ややあって、話を聞いてきた側近が告げた。
「今、その先の辻に生き菩薩が現れ、難民達に説法しているそうです。そのため、施しそっちのけで、菩薩を見に行っているのだとか」
生き菩薩が現れた時はいつも施しの場が閑散とする。
側近は生きた菩薩の噂を知っていた。王は首を傾げる。
「食事よりも、菩薩を優先するのか?」
「一目見ただけで、救われるとの噂でございますので」
王は馬鹿なと思い、その生身の菩薩とやらの説法の様子を見ようと、そちらへ向かった。
そこは人々でごった返していた。国王の視察だというのに、皆一点に集中している。その中央に尼僧がいた。
(確かに清らかな尼僧)
王も目を見張るほどの美しさ。ただの美貌ではない、なるほど菩薩かと惑わせるような清浄さであった。

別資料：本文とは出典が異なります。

PR #1082, opened 2023-06-01
Xvc wrapper merge

cbakalis-slac:
XVC Wrapper is supposed to ease deployment of the XVC-over-PGP.

### DIFF
--- a/protocols/pgp/shared/PgpXvcWrapper.vhd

説法は終わりかけだったようだ。何を話しているのかと、王が耳を澄ましている間に、続々と人々が去り始める。
説法が終わっても、なかなか尼僧のもとから離れない人々もいたが、やがて、一人の女が碗に水を運んできて、尼僧に捧げた。
「理那様、喉をお潤し下さい」
尼僧はずっと話し通しで、きっと喉が渇いているのだろう。水を差し出す女は、どこかの女房のようで、難民には見えなかった。
「ありがとうございます」
尼僧は数珠を手に絡ませ、女にお辞儀をした。その仕草の何と楚々として麗しいことか。周囲の難民達がほうっと、溜め息を漏らして見入っている。
尼僧は一口水を飲む。
それを合図のように、王は尼僧に近づいた。
国王と気づいた難民達が、あっと仰け反り、そのまま後退って行く。そして、蜘蛛の子を散らすように、さっと消え去ってしまった。
後には王の視察団と尼僧、水を運んだ女だけが残され、急に静まり返った。